Technology-Specific Adaptations
For React Projects:
## React-Specific Considerations
- Components should be black boxes with clear prop interfaces
- State management should be isolated within modules
- Side effects should be contained and testable
- Context should not leak implementation details
For Backend APIs:
## API-Specific Considerations
- Each endpoint should represent a clear business capability
- Database interactions should be hidden behind service interfaces
- External API dependencies should be wrapped and mockable
- Error handling should be consistent across all modules
🚨 Common Pitfalls & Solutions
Pitfall 1: Over-Engineering
Problem: Creating too many tiny modules
Solution: Use the "one person rule" - each module should be maintainable by one developer
Pitfall 2: Leaky Abstractions
Problem: Interfaces that expose implementation details
Solution: Test if you could completely rewrite the implementation using only the interface
Pitfall 3: Context Overload
Problem: Including too much code context, confusing the AI
Solution: Focus on specific folders or files relevant to your question
Pitfall 4: Ignoring Dependencies
Problem: Not considering how modules connect
Solution: Always ask about interface design and integration points
📊 Measuring Success
Before/After Metrics
Track these improvements:
- Lines of code per module - should decrease
- Interface complexity - fewer public methods/functions
- Test isolation - can modules be tested independently?
- Replacement difficulty - how hard is it to rewrite a module?
- Developer onboarding - how quickly can new devs contribute?

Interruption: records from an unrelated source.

PR #131, opened 2015-09-23
Added date to the pattern of "rename episode"

rybak:
Post download extension rename_download.py:
* Added date (in ISO 8601 format) to the new filename pattern.

Reasoning: if podcast maintainer doesn't add a sequenced number to the title, the episodes won't be in chronological order in the filesystem. ISO 8601 makes it easily sortable.

I reported this as feature request https://bugs.gpodder.org/show_bug.cgi?id=2031.

### DIFF
--- a/share/gpodder/extensions/rename_download.py
+++ b/share/gpodder/extensions/rename_download.py
@@ -14,7 +14,7 @@ logger = logging.getLogger(__name__)
 _ = gpodder.gettext
 
 __title__ = _('Rename episodes after download')
-__description__ = _('Rename episodes to "<Episode Title>.<ext>" on download')
+__description__ = _('Rename episodes to "<Date>-<Episode Title>.<ext>" on download')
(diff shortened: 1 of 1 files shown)


thp:
Hi, not sure if you were the other person requesting this as well, but I've now merged a similar thing in a slightly different way:

https://github.com/gpodder/gpodder/commit/bf31b911b6e9717ea3c7d42a36fd71f8899c193a

rybak:
Cool, thanks.
No, Rob is not me.

rybak:
Where will those settings for the plugin appear in the application?

thp:
The settings will appear in "Preferences", "Edit config" (button), then search for "rename_downloads" and there you should then see two checkboxes that you can use to enable. You might have to restart gPodder once after enabling the extension for the checkboxes to appear, but then enabling/disabling the checkboxes will instantly change these settings.

PR #132, opened 2015-11-28
Adding another pattern for youtube feed url list

daneoshiga:
I tried to use the Update Youtube Subscriptions but it didn't work with most of my feeds, looking around I noticed that them had a slightly different url, so I'm adding it here, it could be made part of the previous pattern but I believe that it's better to keep it separated to easier understading of each pattern.


thp:
Looks good; merged - thanks :)

PR #133, opened 2016-01-14
auto enqueue episodes

boyska:
(basically copied from `enqueue_in_mediaplayer.py`)

This allows the user to automatically enqueue episodes while they're being downloaded.


thp:
Instead of creating a completely new extension and duplicating lots of code, maybe you can add a configuration option to the original extension that would make the enqueueing after download opt-in?

thp:
Merged it into the original extension now, thanks for the suggestion!

boyska:
But isn't it counter intuitive that it is not in the post-download category? As a user, how do I understand that there is such a functionality?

Architecture Quality Checklist
After applying the prompts, verify:
- Each module has a single, clear responsibility
- Interfaces are documented and obvious to use
- Implementation details are completely hidden
- Modules can be tested without knowing internals
- External dependencies are wrapped, not used directly
- Any module could be rewritten using only its interface
🔄 Iteration Strategy
Continuous Architecture Improvement
-
Weekly Architecture Reviews
- Pick one module that's causing friction
- Apply the appropriate prompt
- Implement one suggested improvement
-
New Feature Integration
- Before building new features, use Claude Prompt for planning
- Ensure new code follows black box principles
- Update existing interfaces if needed
-
Bug-Driven Refactoring
- When bugs occur, use Cursor Prompt to understand root cause
- Often bugs indicate poor module boundaries
- Fix the architecture, not just the symptom
💡 Pro Tips
Combining with Other Tools
- Use with GitHub Copilot: Let Copilot generate code, then use these prompts to structure it properly
- Integration with IDEs: Keep prompt snippets in your IDE for quick access
- Documentation: Use the architectural insights to improve your README and API docs
Team Collaboration
- Share Architecture Decisions: Use Claude Prompt outputs as design documents
- Code Review Focus: Review interfaces and module boundaries, not just implementation
- Onboarding: New team members can use these prompts to understand the codebase architecture
Long-term Maintenance
- Architecture Debt: Regularly review and refactor using these prompts
- Technology Migration: Black box architecture makes it easier to migrate technologies
- Scaling Preparation: Well-architected modules handle growth better
Remember: The goal isn't perfect architecture immediately, but architecture that stays maintainable as your project grows. Use these prompts iteratively to continuously improve your codebase structure.